---------- EXTRACTED DATA ----------

PR #103, opened 2021-06-17
Update TLD list according to IANA 2021061501

PowerKiKi:
|    Q          |   A
|-------------- | ------
| Documentation | no
| Bugfix        | yes
| BC Break      | no
| New Feature   | no
| RFC           | no
| QA            | no

### Description

This add 76 new TLDs directly copied from http://www.iana.org/domains/root/db


froschdesign:
@PowerKiKi 
Did you use the [script](https://github.com/laminas/laminas-validator/blob/56e1353e358bd003f52511433792b30682136630/bin/update_hostname_validator.php) in the `bin` directory?

PowerKiKi:
Now I did :innocent: 

The script removed a few TLD that are listed as `Not assigned` on https://www.iana.org/domains/root/db, and that I manually copy-pasted by mistake.

boesing:
I am not sure if removing TLDs which were somewhen valid is a good idea. (I am aware that the script syncs TLDs from IANA).
That looks like a BC break to me.

Even tho, this is not a bugfix but QA. 

What was the previous release flow of such an update @froschdesign?

Maybe we should have some kind of `Hostname` validator which can be configured like "verify TLD is valid" aswell as "verify TLD was valid". 

If this is not considered a BC break, please remove the label. Just want to ensure precautions before releasing this.

PowerKiKi:
> not sure if removing TLDs which were somewhen valid is a good idea

I might very well be wrong, but I understand that "Not assigned" means that the TLD cannot be used by anybody to do anything at all. So the hostname is indeed invalid and cannot be used (anymore).

As a matter of fact the [previous list update](https://github.com/laminas/laminas-validator/commit/345a80a2f6cf3f2ffc2991b54cbef1737d4c7569) also removed some TLD, and it was [released in the patch release](https://github.com/laminas/laminas-validator/compare/2.13.3...2.13.4). As did the [one before](https://github.com/laminas/laminas-validator/commit/98c1923749f71f24758e108cfe4dfd2fd2c734dc). The one before, who also removed TLD was [a minor release](https://github.com/laminas/laminas-validator/commit/89a6646e0037dc2c72e5bc6b7071f03e4a0acc16). And [so on](https://github.com/laminas/laminas-validator/commit/a87f453a09fe65b0393c9f8d243140300c1a363a), [and on](https://github.com/laminas/laminas-validator/commit/f2eef40ea9b48d6175491efc77842899a29c3a6b), [and on](https://github.com/laminas/laminas-validator/commit/b594e035b7f71af88956019c4263f20afebd8be4), [and on](https://github.com/laminas/laminas-validator/commit/b3ebdf2b74d6f20a5cccf43331e1f73ae22581c6).

I'd say there is a strong case to remove TLD and release that as a patch version.

> Even tho, this is not a bugfix but QA.

I disagree, "QA" is defined as follow when creating a PR in this repo:

>   * QA improvement (additional tests, CS fixes, etc.) that does not change code
>     behavior: master branch

Changing the list of valid TLDs will change the code behavior. A domain that was incorrectly invalid, will become correctly valid. The fact that the domain was invalid is a bug, and hence this PR is a bugfix. Moreover this commit does not touch anything beside the list, especially not tests or code style related thing.

Issue #98, opened 2021-05-18
File extension comparison treats some distinct extensions as equal


Zenexer:
### Bug Report

|    Q        |   A
|------------ | ------
| Version(s)  | HEAD (2.15.x)

#### Summary

Certain file extensions are considered equal by validators in some contexts.  For example, `Laminas\Validator\File\ExcludeExtension#isValid` will treat file extensions `10` and `010` as equal (`example.10` and `example.010` have the same file extension in its eyes).  This is a result of using `==` and `in_array()` without strict mode to check strings.  The following both return true in PHP:

```php
'10' == '010';
in_array('10', ['010']);
```

#### Expected behavior

`example.10` should never be considered to have the file extension `010`.

fgsl:
https://github.com/laminas/laminas-validator/pull/104

gsteel:
Closed via #355

PR #104, opened 2021-07-13
File extension comparison treats some distinct extensions as equal #98

fgsl:
|    Q          |   A
|-------------- | ------
| Documentation | no
| Bugfix        | yes
| BC Break      | no
| New Feature   | no
| RFC           | no
| QA            | yes

### Description

This change is necessary because it fixes a bug of file extension comparison
  - You can reproduce the bug trying to compare a file with extension '10' with another with extension '010'
  - Class ExcludeExtension must return FALSE, because extensions are different
  - However, current implementation will said that both of files have the same extension.
  - TARGET THE master BRANCH

### DIFF
--- a/src/File/ExcludeExtension.php
+++ b/src/File/ExcludeExtension.php
@@ -60,7 +60,7 @@ class ExcludeExtension extends Extension
             return true;
         } elseif (! $this->getCase()) {
             foreach ($extensions as $ext) {
-                if (strtolower($ext) == strtolower($extension)) {
+                if (strtolower($ext) === strtolower($extension)) {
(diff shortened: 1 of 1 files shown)


weierophinney:
This was addressed in #10, when applying laminas-coding-standard v2, and will be released with 2.14.5.

Zenexer:
https://github.com/laminas/laminas-validator/commit/641382417563a3995809788bf9c462f8e6963b75#diff-77e911345bc3997d7fb8bbde4b8b349812819570ab56b3831e8f689967bb42c6L63

PR #107, opened 2021-09-08
Provide PHP 8.1 support

weierophinney:
This patch provides support for PHP 8.1.

Changes affecting users:

- The PHP requirement now adds `~8.1.0` to the list of allowed constraints.
- As a replacement for zend-validator:
  - The "replace" section of the package was renamed to "conflict", and the "zend-validator" entry constraint set to "*".
  - The dependency on laminas-zendframework-bridge was removed.
- The laminas-stdlib requirement was bumped to 3.6, to pick up fixes that affect PHP 8.1.
- `ValidatorChain::count()` adds a `#[ReturnTypeWillChange]` attribute to allow it to work under PHP 8.1.
- A change to `Csrf::getTokenFromHash()` to detect a `null` `$hash` argument, and return `null` immediately, avoiding passing it to `explode()` (as PHP 8.1 deprecates `null` arguments to `explode()`).
- A change to `File\Extension::getExtension()` to detect a null "extension" option, and return null early before attempting to parse it.

Changes that do not affect users:

- Since the baseline is now run against PHP 7.3, a number of new Psalm "errors" were found before any code changes occured that were all in the category of "MixedAssignment" or similar; these were added to the Psalm baseline.
- The development dependency for laminas-config was removed, as the tests that consumed it could use vanilla `Traversable` objects instead.
- A number of development dependencies are not yet updated for PHP 8.1, and required importing shims so that tests would run. Each is inlined into the test assets, and updated to work under PHP 8.1; an autoloader that checks for a PHP 8.1 runtime conditionally loads them under that version. Shims include:
  - From laminas-db:
    - `Laminas\Db\Adapter\ParameterContainer`
    - `Laminas\Db\ResultSet\AbstractResultSet`
    - `Laminas\Db\ResultSet\ResultSet`
    - `Laminas\Db\Sql\Join`
    - `Laminas\Db\Sql\PredicateSet`
  - From laminas-session:
    - `Laminas\Session\Storage\ArrayStorage`
  - From laminas-uri
    - `Laminas\Uri\Uri`
- Conditional branching in the `File\IsImageTest` and `File\IsCompressedTest` when testing constructor option population, due to a regression found in the finfo extension under PHP 8.1.

### DIFF
--- a/psalm-baseline.xml
+++ b/psalm-baseline.xml
@@ -2264,9 +2264,6 @@
     <MixedOperand occurrences="1">
       <code>$_SERVER['REQUEST_TIME']</code>
     </MixedOperand>
-    <PossiblyInvalidArgument occurrences="1">
-      <code>testTimeoutIsMutable</code>
-    </PossiblyInvalidArgument>
   </file>
   <file src="test/Db/NoRecordExistsTest.php">
     <DeprecatedMethod occurrences="2">
--- a/psalm-baseline.xml
+++ b/psalm-baseline.xml
@@ -1,5 +1,5 @@
 <?xml version="1.0" encoding="UTF-8"?>
-<files psalm-version="4.8.1@f73f2299dbc59a3e6c4d66cff4605176e728ee69">
+<files psalm-version="4.10.0@916b098b008f6de4543892b1e0651c1c3b92cbfa">
   <file src="bin/update_hostname_validator.php">
     <MissingClosureParamType occurrences="2">
       <code>$domain</code>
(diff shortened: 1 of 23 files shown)


psalm-baseline.xml
```diff
@@ -2711,11 +2695,13 @@
     <InvalidCast occurrences="1">
       <code>[]</code>
     </InvalidCast>
+    <MixedArgumentTypeCoercion occurrences="1">
+      <code>array_merge($validator-&gt;getMessages())</code>
```
Ocramius, line 2699: There are a lot of errors around `$this->validator->getMessages()` added to the baseline: perhaps we're missing something obvious?

Ocramius (approved):
LGTM - the added psalm issues seem to only come from a dependency upgrade, so let's leave them alone here for now (lots of them are gone anyway)

Issue #24, opened 2019-12-31
File/Count validator does not work


weierophinney:
Validation result always false. Warning dropped

Warning: dirname() expects parameter 1 to be string, array given in /home/autowp/autowp.ru/vendor/zendframework/zend-validator/src/File/Count.php on [line 209](https://github.com/zendframework/zend-validator/blob/master/src/File/Count.php#L209)

``` html
<form action="" method="post" enctype="multipart/form-data">
    <input type="file" name="file" />
    <input type="submit" />
</form>
```

``` php
$form = new \Zend\Form\Form(null);
$form->add([
    'name' => 'file',
    'type' => 'File'
]);

$inputFilter = new \Zend\InputFilter\InputFilter();
$inputFilter->add([
    'validators' => [
        [
            'name'    => \Zend\Validator\File\Count::class,
            'options' => ['min' => 1]
        ]
    ]
], 'file');

$form->setInputFilter($inputFilter);

$form->setData($this->getRequest()->getFiles());
print $form->isValid() ? 'valid' : 'invalid'; // invalid, warning dropped
```

---

Originally posted by @autowp at https://github.com/zendframework/zend-validator/issues/114

weierophinney:
The [documentation of the validator](https://docs.zendframework.com/zend-validator/validators/file/count/) is also wrong.

---

Originally posted by @froschdesign at https://github.com/zendframework/zend-validator/issues/114#issuecomment-307575382

weierophinney:
Same issue for me, the validator is call for each file in `Zend\InputFilter\FileInput@isValid` do not get the right parameters ("value" and "context" instead of "filenames" and "files")

Version of zendframework/zend-validator : 2.10.2

---

Originally posted by @bfolliot at https://github.com/zendframework/zend-validator/issues/114#issuecomment-427369833

cbichis:
Hi,

It's this fixed?

froschdesign:
@cbichis 
Unfortunately not yet, but any help is welcome. Thanks in advance!

gsteel:
Closed via #356 - This patch drops support for legacy Laminas\File\Transfer api so it's no longer an issue, also, dirname is verifiably not called on non-strings.

PR #109, opened 2021-09-09
Supported PSR-7 in File\Count validator

icetee:
|    Q          |   A
|-------------- | ------
| Documentation | no
| Bugfix        | yes
| BC Break      | no
| New Feature   | no
| RFC           | no
| QA            | no

### Description
This PR complements previous PR https://github.com/zendframework/zend-validator/pull/251. Recommendation PSR-7 UploadedFileInterface has not been implemented in File / Count validation. At the same time, it improves the https://github.com/laminas/laminas-validator/issues/24 issue.

### DIFF
--- a/src/File/Count.php
+++ b/src/File/Count.php
@@ -195,8 +195,8 @@ class Count extends AbstractValidator
             }
         }
 
-        if ($file instanceof UploadedFileInterface) {
-            $this->files[$file->getClientFilename()] = $file->getClientFilename();
+        if ($file instanceof UploadedFileInterface && is_string($file->getClientFilename())) {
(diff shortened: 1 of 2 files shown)


Ocramius (changes requested):
I like this: good improvement.

Missing an unhappy path with an `UploadedFileInterface` though :thinking:

Ocramius:
Also: sorry for not noticing the patch before :\

icetee:
I need to change something? @Ocramius

Ocramius:
I think a `false` scenario in the validator test would be good here

icetee:
I updated the base version (2.27.x), let's continue here #158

----------

**WORK TASK**
Begin with the line that has "https://github.com/laminas/laminas-validator/pull/104" in the listing above and end after the line that has "This change is"; output those lines exactly.

**RESPONSE TO THE EXERCISE**
https://github.com/laminas/laminas-validator/pull/104

gsteel:
Closed via #355

PR #104, opened 2021-07-13
File extension comparison treats some distinct extensions as equal #98

fgsl:
|    Q          |   A
|-------------- | ------
| Documentation | no
| Bugfix        | yes
| BC Break      | no
| New Feature   | no
| RFC           | no
| QA            | yes

### Description

This change is necessary because it fixes a bug of file extension comparison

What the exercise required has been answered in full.